[THREDDS #ETD-820941]: aggregation and datasetscan

Hi Valentijn,

A few problems here.

First off, The scan location in an NcML aggregation only supports local 
directories; it does not support remote URLs. It does not use the 
CrawlableDataset framework. At some point we hope to use CrawlableDatasets to 
implement the scan functionality but that is still a ways off.

NcML aggregation can aggregate any kind of dataset the netCDF-java library can 
read (this includes netCDF, GRIB, and a few other data formats).
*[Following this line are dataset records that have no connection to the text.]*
PR #353, opened 2025-02-01
fix: improve notch closing animation

eexxio:
Replace sliding circle animation with a clean vertical transition. The notch now moves straight up when closing, maintaining better visual coverage of the hardware notch throughout the animation.

### DIFF
--- a/boringNotch/ContentView.swift
+++ b/boringNotch/ContentView.swift
@@ -35,6 +35,18 @@ struct ContentView: View {
     @Default(.useMusicVisualizer) var useMusicVisualizer
 
     @Default(.showNotHumanFace) var showNotHumanFace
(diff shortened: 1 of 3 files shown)


theboringhumane:
Looks good, but'll merge it with the changes to give them option to select the animation either have the wobble or don't have it. Thanks @eexxio

eexxio:
should I add a menu for allowing them to choose?

theboringhumane:
Yes let's give them Options.

Mahasvan:
I was looking through the PRs to check if the smooth animations were brought back. Thanks!

I noticed that Sneak Peek is broken, just wanted to let you know!
Clicking cmd+shift+H makes the notch dim for a split second. It also doesn't work when the media changes (which it did in the previous version.)

image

If each 
dataset is explicitly listed (in a netcdf element location attribute), they can 
be local files, OPeNDAP datasets, or HTTP served netCDF. However, the location 
specified in a scan element must be a local file directory.

Second, netcdf/aggregation elements and datasetScan elements cannot be nested. 
They are handled by seperate pieces of code (NcML for aggregation and TDS for 
datasetScan) and so don't know how to work together.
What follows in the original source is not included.